Hi there! Did you miss us? We’ve returned for another pick of the Highlights of our #SuperstitionSat Sessions, after a little seasonal break last weekend. Yesterday (10/09/22), our theme was spent Under the Moonlit Night: Superstitions of Astrology, The Sky & Stars. Since you were waiting for this Session for two weeks, without further ado, let’s take a look at some of the loveliest tweets shared for our Session this Saturday!
We will begin this new season of Superstition Saturday by, appropriately, looking at a tale about the new moon, as shared by Lili Hayward. According to Cornish belief, it is unlucky to take your first glance at the new moon from over your shoulder or through a window, especially if the moon is rising on a Friday. We wonder whether this has any connection to the superstition that it’s bad luck to begin new journeys on a Friday, or an association with Friday 13th. Nevertheless, it is possible to avert the bad luck by curtseying to our natural satellite, as well as taking out any money you have on you, spit on it; then put it back in your pocket and turn it around.
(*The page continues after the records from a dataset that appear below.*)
PR #521, opened 2016-10-02
BF: remove a submodule with a remote without refs + misc fixes around

yarikoptic:
now if there is a remote without any refs (this happens e.g. with git-annex repo with special remotes), it would refuse to remove the submodule
(with 2.0.8 it also didn't work but with a different msg "AssertionError: Remote datalad did not have any references")

PR #522, opened 2016-10-02
RF: coveralls (not used/relied on really) -> codecov

yarikoptic:
codecov in our (datalad, etc) experience provides a better service,
great support, and super-nice intergration with chromium and firefox
for reviewing coverage of pull requests.  In light of the
@with_rw_directory fiasco detected/fixed in #521 I would strongly
recommend to (re-)enable and use coverage reports

edit 1: I think that if you accept this PR codecov might automagically enable itself on this repo, but I could be wrong and someone with authority might need to login into codecov via github and enable

coverage as seen from my clone: https://codecov.io/gh/yarikoptic/GitPython/commit/94ca83c6b6f49bb1244569030ce7989d4e01495c
and trust me integration with browsers is great!    ha -- actually basic (since there were no reports against master -- can't show the difference)  report already appeared here (magic!)

If you want to see it in action -- install codecov browser plugin and look e.g. at https://github.com/datalad/datalad/pull/969/files

### DIFF
--- a/.travis.yml
+++ b/.travis.yml
@@ -16,7 +16,7 @@ git:
 install:
   - git submodule update --init --recursive
   - git fetch --tags
-  - pip install coveralls flake8 ddt sphinx
+  - pip install codecov flake8 ddt sphinx
 
   # generate some reflog as git-python tests need it (in master)
   - ./init-tests-after-clone.sh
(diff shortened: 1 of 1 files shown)


ankostis:
That seems cool.  @Byron has to decide and implement the change.

yarikoptic:
Please let me know if I could be of additional help in persuasion :-)

Byron:
No persuasion required :) ! I just want to make sure we get what we need to keep GitPython up and running !

PR #528, opened 2016-10-11
Improved way of listing URLs in remote

guyzmo:
instead of using git remote show that can trigger a connection to the
remote repository, use git remote get-url --all that works by only
reading the .git/config.

change should have no functional impact, so no test needed.

Signed-off-by: Guyzmo <guyzmo+github@m0g.net>

### DIFF
--- a/.appveyor.yml
+++ b/.appveyor.yml
@@ -78,7 +78,7 @@ install:
 build: false
 
 test_script:
-    - nosetests --with-coverage
+    - nosetests -v --with-coverage
 
 #on_success:
 #    - IF "%PYTHON_VERSION%"=="3.4" (coveralls)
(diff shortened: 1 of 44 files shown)


guyzmo:
(I noticed the issue when doing a `.urls` while on the train without internet connection 😖)

ankostis:
@guyzmo Linux checks fail due #513 BUT also due to `git.test.test_remote:TestRemote.test_multiple_urls ()` failing due to ([I suppose](http://stackoverflow.com/a/32991784/548792)) TravisCI having an older version of git; check my own build where I don't merge with the buggy master branch: https://travis-ci.org/ankostis/GitPython/jobs/166806778

guyzmo:
looks like it's merged, thanks 👍

PR #529, opened 2016-10-11
repo, cmd: DROP UNEEDED Win path for chcwd & check for '~' homedir

ankostis:
+ Do not abspath twice when constructing cloned repo.
+ Add `git.repo.base` logger.

According to the TCs, the changes in this PR are OK.
@Byron is there any reason for not deleting this Window-only code-path about changing-cwd?

### DIFF
--- a/git/repo/base.py
+++ b/git/repo/base.py
@@ -62,7 +62,10 @@ from git.compat import (
 import os
 import sys
 import re
+import logging
 from collections import namedtuple
+
+log = logging.getLogger(__name__)
 
 DefaultDBType = GitCmdObjectDB
 if sys.version_info[:2] < (2, 5):     # python 2.4 compatiblity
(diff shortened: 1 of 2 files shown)


ankostis:
Has already been merged in 8ea7e265d15 with #530.

git/repo/base.py
```diff
@@ -871,46 +874,15 @@ def _clone(cls, git, url, path, odb_default_type, progress, **kwargs):
...
-                os.chdir(prev_cwd)
-                path = prev_path
-            # END reset previous working dir
-        # END bad windows handling
+        proc = git.clone(url, path, with_extended_output=True, as_process=True,
+                         v=True, **add_progress(kwargs, git, progress))
+        if progress:
+            handle_process_output(proc, None, progress.new_message_handler(), finalize_process)
+        else:
+            (stdout, stderr) = proc.communicate()  # FIXME: Will block of outputs are big!
```
Byron: It's quite amazing that `communicate()` actually cannot be trusted or is simply not implemented correctly :/.

Byron:
@ankostis This looks like a massive simplification, which in any case is a good thing. Given that Appveyor will alert us of breakage, I think it is fine to go ahead with it.

git/repo/base.py
ankostis: Well, you are quite right - `communicate()` CAN be trusted.

I did a small experiment of reading a Gbyte, both in PY27 and PY35, and they do not block: 

```python
>>> import subprocess as sb
>>> proc=sb.Popen('dd if=/dev/zero bs=1024 count=1000000', bufsize=0, stdin=sb.PIPE, stdout=sb.PIPE, stderr=sb.PIPE)
>>> a,b=proc.communicate()
```

I don't remember when I got this mistrust for `communicate()`, maybe when I had tried PY33, or maybe when epxerimenting with interactive processes (like the `git.cmd.Git.cat-file` persistent command); there the `comminicate()` is not suitable because it will start consuming streams till the death of the process, but the process is awaiting for more input from python-side before ending, so it's a deadlock.

One or two changes in my *windows* fixes were under this wrong assumption that `communicate()` should not be trusted.  But mostly I replaced code accessing directly `proc.stderr/stdout` from the main thread - this is definitely freeze-prone code.

Byron: A nice experiment ! It doesn't seem to output both on stdout and stderr though, which might be causing the problem we see. The [implementation of communicate](https://github.com/python/cpython/blob/c30098c8c6014f3340a369a31df9c74bdbacc269/Lib/asyncio/subprocess.py#L181) looks asynchronous, but who knows what's hidden in the details.

ankostis: Even when `stdout/stderr` is interplexed, `communicate()` does not block (at least in PY3):
 
```python
>>> import subprocess as sb
>>> proc = sb.Popen(['python','-c',"import sys\nfor i in range(1000000):\n    print('a'*1024); print('b'*1024, file=sys.stderr)"], stdin=sb.PIPE, stdout=sb.PIPE, stderr=sb.PIPE)
>>> %time a,b=proc.communicate()
Wall time: 48.3 s
>>> len(a), len(b)
(1026000000, 1026000000)
```

For some "unicode" reason cannot run the above experiment in PY2.

PR #536, opened 2016-10-18
Allow for setting git options, that are persistent across subcommand calls

bpoldrack:
Currently `_git_options` in class `Git` are reset after each subcommand call. While this is appropriate in most cases, I'm in need to have options for the git executable, that are used with all calls to git on a certain repository and I can't provide this option for each and every call. Therefore I'd like to introduce the possibility to persistently set such options for a given instance of `Git`.

This is my first PR here, so I'm not exactly sure, what you want me to provide. `CONTRIBUTING.md` reads: "Write a test that fails unless your patch is present." 
Where am I supposed to put such a test?
Just add it to `git/test/test_git.py`?

### DIFF
--- a/git/test/test_git.py
+++ b/git/test/test_git.py
@@ -172,7 +172,7 @@ class TestGit(TestBase):
 
         # reset to empty:
         self.git.set_persistent_git_options()
-        self.assertRaises(GitCommandError,  self.git.NoOp)
+        self.assertRaises(GitCommandError, self.git.NoOp)
 
     def test_single_char_git_options_are_passed_to_git(self):
         input_value = 'TestValue'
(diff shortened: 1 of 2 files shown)


git/test/test_git.py
```diff
@@ -160,6 +160,20 @@ def test_options_are_passed_to_git(self):
...
+        self.git.set_persistent_git_options(version=True)
+        git_version = self.git.NoOp()
+        self.assertEquals(git_version, git_command_version)
+        # subsequent calls keep this option:
+        git_version_2 = self.git.NoOp()
+        self.assertEquals(git_version_2, git_command_version)
+
+        # reset to empty:
+        self.git.set_persistent_git_options()
+        self.assertRaises(GitCommandError,  self.git.NoOp)
```
bpoldrack: Right, forgot this one. Thanks.

Byron:
@bpoldrack Thanks a lot for your contribution ! I am doing maintenance today, and am confident to manage to put out a new release as well.

PR #537, opened 2016-10-19
FIX #535: expand also GIT_DIR var on Repo-construction

### LINKED ISSUE #535: Use of GIT_REPO env-var for setting Repo path in 2.0.9
[This change](https://github.com/gitpython-developers/GitPython/commit/26bb778b34b93537cfbfd5c556d3810f2cf3f76e) in `2.0.9` is a bit problematic:

- Even if a `path` is explicitly provided to the constructor, the `GIT_DIR` environment variable is used instead

- For things like git hooks, `GIT_DIR` is set to `.git` by default. This will result in [`self.git_dir`](https://github.com/gitpython-developers/GitPython/blob/master/git/repo/base.py#L156) being set to `.git` (`os.path.abspath` instead of `os.path.normpath` would fix this). Consequently, subsequent commands fails (eg: `repo.git.status()`)

ankostis:
+ Ignore "empty" GIT_DIR vars.
+ Improve documentation on the constructor `path` parameter.
Minor repo-code and doc correcions.
  + Expansion of paths also `osp.normalize()` them.
  + Make Repo-fields --> class-fields to avoid initializations on
construct.
  + Explain and rename `git.repo.fun.find_git_dir()` is for submodules
(`find_submodule_git_dir()`).

### DIFF
--- a/git/repo/base.py
+++ b/git/repo/base.py
@@ -100,8 +100,8 @@ class Repo(object):
                 repo = Repo("$REPOSITORIES/Development/git-python.git")
 
             - In *Cygwin*, path may be a `'cygdrive/...'` prefixed path.
-            - If `None, current-directory is used.
-            - The :envvar:`GIT_DIR` if set and not empty takes precendance over this parameter.
+            - If it evaluates to false, :envvar:`GIT_DIR` is used, and if this also evals to false,
+              the current-directory is used.
         :param odbt:
             Object DataBase type - a type which is constructed by providing
             the directory containing the database objects, i.e. .git/objects. It will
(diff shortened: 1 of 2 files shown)


git/repo/base.py
```diff
@@ -124,6 +124,8 @@ def __init__(self, path=None, odbt=DefaultDBType, search_parent_directories=Fals
                 repo = Repo("~/Development/git-python.git")
                 repo = Repo("$REPOSITORIES/Development/git-python.git")
 
+            if `None, current-directory is used.
+            The :envvar:`GIT_DIR` if set and not empty takes precendance over this parameter.
```
ethereon: The environment variable taking precedence over the specified path seems error prone and undesirable. For instance, with `GIT_DIR` set, you can no longer do something like this:

```
repo_1 = git.Repo('/path/to/repo1')
repo_2 = git.Repo('/path/to/repo2')
```
I think `GIT_DIR` as a fallback makes sense (if `path` is `None` for instance). However, is there any reason to prefer it if an explicit path is provided?

ankostis: Discussion moved to original issue #535

Byron:
Thanks a lot @ankostis :) !

PR #544, opened 2016-10-23
Stop importing on runtime dependent projects as submodules

ankostis:
As discussed in the last comments of #511, the projects stops relying on git's _submodules_ to import its dependencies.  That means that for TravisCI to succeed, the correct revisions must exist in PyPi, and hence, more frequent releases.

### DIFF
--- a/git/__init__.py
+++ b/git/__init__.py
@@ -15,24 +15,6 @@ import os.path as osp
 __version__ = 'git'
 
 
-#{ Initialization
-def _init_externals():
-    """Initialize external projects by putting them into the path"""
-    if __version__ == 'git':
-        sys.path.insert(0, osp.join(osp.dirname(__file__), 'ext', 'gitdb'))
-
-    try:
-        import gitdb
-    except ImportError:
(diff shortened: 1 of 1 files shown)


ankostis:
Indeed, CI-testing becomes impossible, unless we pip install `master` from git each time; but for the releases, this will not be correct, unless all sub-projects have correct masters.

Byron:
@ankostis This PR has been stale for a while now - what do you suggest we should do with it? Giving it more time is absolutely an option, and merging it certainly is too. Even though I am the biggest fan of this as GitPython will just work out of the box in the checkout location.

ankostis:
I would suggest not to merge it.
I have stopped efforts on dependent projects (my rewrite of mmap was 98% ready but have no more interest to finish it  since it is not actually used by GitPython). And GitDB is probably used in few "write-only" cases, so choose the solution with least effort required.

Byron:
@ankostis Thanks for letting me know. As per your recommendation, I am closing it.

Issue #553, opened 2016-12-02
GitPython `repo.index.commit()` spawns persistent git.exe instance, holds handles to repo


yellowtomato8675:
I am trying to use GitPython for some repo manipulation, but ran into issues with my app, with handles open where i wouldn't expect.

Bug-jarring the issue, it seems that calling `repo.index.commit()` results in a several (4, consistently) git.exe processes being spawned, each holding a handle to the repo's root directory `newRepo`.  When the test below goes to delete this TempDir, the processes are still up, causing a failure on context-manager `__exit__()`.  My app occasionally needs to do a similar cleanup, so hits the same issue.

On the one hand, it looks like there is no contect-manager capable repo-wrapper, meaning it makes sense if _some_ resources is open, it will not typically be cleaned/GC'd before the tempdir `__exit__()`.  On the other hand - if `Repo` is going to behave like that, it really should not persist resources that have such side-effects.

Here is a working unittest:

    import unittest
    import git
    import tempfile
    import os.path
    
    class Test(unittest.TestCase):
    
        def testCreateRepo(self):
            with tempfile.TemporaryDirectory(prefix=(__loader__.name) + "_") as mydir:
    
                # MAKE NEW REPO 
                repo = git.Repo.init(path=os.path.join(mydir, "newRepo"), mkdir=True)
                self.assertTrue(os.path.isdir(os.path.join(repo.working_dir, ".git")), "Failed to make new repo?")
                
                # MAKE FILE, COMMIT REPO
                testFileName = "testFile.txt"
                open(os.path.join(repo.working_dir, testFileName) , "w").close()
                repo.index.add([testFileName])
                self.assertTrue(repo.is_dirty())
                
                #### 
                # COMMENTING THIS OUT --> TEST PASSES
                repo.index.commit("added initial test file") 
                self.assertFalse(repo.is_dirty())
                #### 
                
                # adding this does not affect the handle
                git.cmd.Git.clear_cache()
                
                
                print("done") # exception thrown right after this, on __exit__
                # i can also os.walk(topdown=False) and delete all files and dirs (including .git/)
                # it is just the  newRepo/  folder itself who's handle is held open
                
    if __name__ == '__main__':
        unittest.main()

PermissionError: [WinError 32] The process cannot access the file because it is being used by another process: 'C:\\Users\\%USER%\\AppData\\Local\\Temp\\EXAMPLE_gitpython_v3kbrly_\\newRepo'

[...]

PR #541, opened 2016-10-21
Fixes to support Python 2.6 again.

andy-maier:
GitPython 2.0.9 has some issues on Python 2.6 (see issue #540).

This PR fixes them. For details, see the commit message.
The Travis runs now pass on all Python versions including 2.6.

Please review.

PR #555, opened 2016-12-08
Retrofit `repo` class as context-man to cleanup global mman on repo-delete

ankostis:
Some changes for this release:
See #553 for difficulties when working on Windows, where open file-handles actually "lock" the underlying files, and repos cannot be deleted.

More changes:

- Small pythonism on  #541, improves  docstring of `cmd._call_process()`.
- Export `gitpython.util.rmtree()` for deleting repos in *Windows* where blobs are readonly.

### DIFF
--- a/git/__init__.py
+++ b/git/__init__.py
@@ -49,7 +49,8 @@ from git.util import (                  # @NoMove @IgnorePep8
     LockFile,
     BlockingLockFile,
     Stats,
-    Actor
+    Actor,
+    rmtree,
 )
 
 #} END imports
--- a/git/cmd.py
+++ b/git/cmd.py
@@ -822,27 +822,30 @@ class Git(LazyMixin):
             is realized as non-existent
 
         :param kwargs:
-            is a dict of keyword arguments.
-            This function accepts the same optional keyword arguments
-            as execute().
-
-        ``Examples``::
+            It contains key-values for the following:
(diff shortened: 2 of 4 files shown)


Byron:
@ankostis Do you think I should wait till tomorrow until I cut the release to be able to include this one? Or would you prefer to just have this released separately at a later time?

Byron:
@nvie I just created a new release.
@ankostis I will follow this PR and make a release when needed. Thanks to the `Makefile`, that became easy and convenient (interestingly, I wasn't aware it existed anymore :)).

ankostis:
Sorry @Byron , I've just seen your message. 

I'm not exactly sure what happened and you could not include my PR in 2.1.1. 
I believe it ready to be merged.
is this  right, or this PR relies on features from a different GitDB/smmap?

Byron:
Even though the implementation seems to be in place, it would certainly be nice to include an example in the `test_docs.py` to show people how to use it. I for one wouldn't know myself actually, just because my experience with context managers is very limited.
Do you think you could add an example? I could then include it in the tutorial and write some prose around it :).

ankostis:
Apologies for not having the time,
but I really believe this little PR wroth to have it.

Too overloaded to fix the TCs in the next weeks :-(

Byron:
I think so too :)! Sorry for the incredible delays.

This custom seems to have been in place at least since the late 19th century, considering it was discussed in Volume 5 Issue 1 of the Folklore Journal, published in 1887. In an article simply titled “Cornish Folk-lore” by M.A. Courtney, the author added that “[i]f you particularly desire anything, look at the new moon and wish before you speak.” If you have access to the Folklore Journal, and are interested in reading this article in full, click here. If not, we’ll transcribe the rest of the paragraph for you, which says that:
“You may also wish when you see a falling star, and if you succeed in framing it before it disappears your wish will be granted. Seeing the new moon in the old moon’s arms is a sign of a change in the weather, so is a star passing over it. The change will be for the worse if the moon goes over the star.”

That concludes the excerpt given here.